**PROBLEM DETAILS**
Output the data that follows, keeping every line identical.

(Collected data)
PR #3364, opened 2015-03-17
Add support for WHERE LIKE ANY queries

3ch01c:
See #3332.

PR #4203, opened 2015-07-29
Added parenthese to LIKE ANY (ARRAY...) query in Postgres

3ch01c:
Addresses issue noted in #3364

### DIFF
--- a/lib/dialects/abstract/query-generator.js
+++ b/lib/dialects/abstract/query-generator.js
@@ -2113,10 +2113,6 @@ var QueryGenerator = {
           if (comparatorMap[key]) {
             comparator = comparatorMap[key];
             value = item;
-            if (_.isPlainObject(value) && value.$any){
-              comparator += ' ANY';
-              value = value.$any;
-            }
           }
         });
       }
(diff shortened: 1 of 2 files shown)


lib/dialects/abstract/query-generator.js
```diff
@@ -2127,7 +2127,11 @@ var QueryGenerator = {
         comparator = 'IS NOT';
       }
 
-      value = this.escape(value, field);
+      if (_.contains(comparator, 'ANY')){
+        value = '(' + this.escape(value, field) + ')';
+      } else {
+        value = this.escape(value, field);
+      }
```
mickhansen: Please move the fix to where we handle `$any`, don't do string matching :)

lib/dialects/abstract/query-generator.js
```diff
@@ -2127,7 +2123,13 @@ var QueryGenerator = {
...
       }
 
-      value = this.escape(value, field);
+      if (_.isPlainObject(value) && value.$any){
+        comparator += ' ANY';
+        value = value.$any;
+        value = '(' + this.escape(value) + ')';
+      } else {
+        value = this.escape(value, field);
+      }
```
mickhansen: https://github.com/3ch01c/sequelize/blob/likeany/lib/dialects/abstract/query-generator.js#L2092

3ch01c: @mickhansen I didn't put it there because I think that condition only catches ANY not LIKE ANY.  I could write a new condition to catch LIKE/NOTLIKE/ILIKE/NOTILIKE and handle it there, but it seems like it would be a lot of duplicated code from the catch-all condition at the end. Or maybe I missing something else?

sushantdhiman:
Hi @janmeier , Its already fixed in https://github.com/sequelize/sequelize/pull/5840

janmeier:
@sushantdhiman Lovely! (:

**ANSWER FOR THIS EXERCISE**
PR #3364, opened 2015-03-17
Add support for WHERE LIKE ANY queries

3ch01c:
See #3332.

PR #4203, opened 2015-07-29
Added parenthese to LIKE ANY (ARRAY...) query in Postgres

3ch01c:
Addresses issue noted in #3364

### DIFF
--- a/lib/dialects/abstract/query-generator.js
+++ b/lib/dialects/abstract/query-generator.js
@@ -2113,10 +2113,6 @@ var QueryGenerator = {
           if (comparatorMap[key]) {
             comparator = comparatorMap[key];
             value = item;
-            if (_.isPlainObject(value) && value.$any){
-              comparator += ' ANY';
-              value = value.$any;
-            }
           }
         });
       }
(diff shortened: 1 of 2 files shown)


lib/dialects/abstract/query-generator.js
```diff
@@ -2127,7 +2127,11 @@ var QueryGenerator = {
         comparator = 'IS NOT';
       }
 
-      value = this.escape(value, field);
+      if (_.contains(comparator, 'ANY')){
+        value = '(' + this.escape(value, field) + ')';
+      } else {
+        value = this.escape(value, field);
+      }
```
mickhansen: Please move the fix to where we handle `$any`, don't do string matching :)

lib/dialects/abstract/query-generator.js
```diff
@@ -2127,7 +2123,13 @@ var QueryGenerator = {
...
       }
 
-      value = this.escape(value, field);
+      if (_.isPlainObject(value) && value.$any){
+        comparator += ' ANY';
+        value = value.$any;
+        value = '(' + this.escape(value) + ')';
+      } else {
+        value = this.escape(value, field);
+      }
```
mickhansen: https://github.com/3ch01c/sequelize/blob/likeany/lib/dialects/abstract/query-generator.js#L2092

3ch01c: @mickhansen I didn't put it there because I think that condition only catches ANY not LIKE ANY.  I could write a new condition to catch LIKE/NOTLIKE/ILIKE/NOTILIKE and handle it there, but it seems like it would be a lot of duplicated code from the catch-all condition at the end. Or maybe I missing something else?

sushantdhiman:
Hi @janmeier , Its already fixed in https://github.com/sequelize/sequelize/pull/5840

janmeier:
@sushantdhiman Lovely! (:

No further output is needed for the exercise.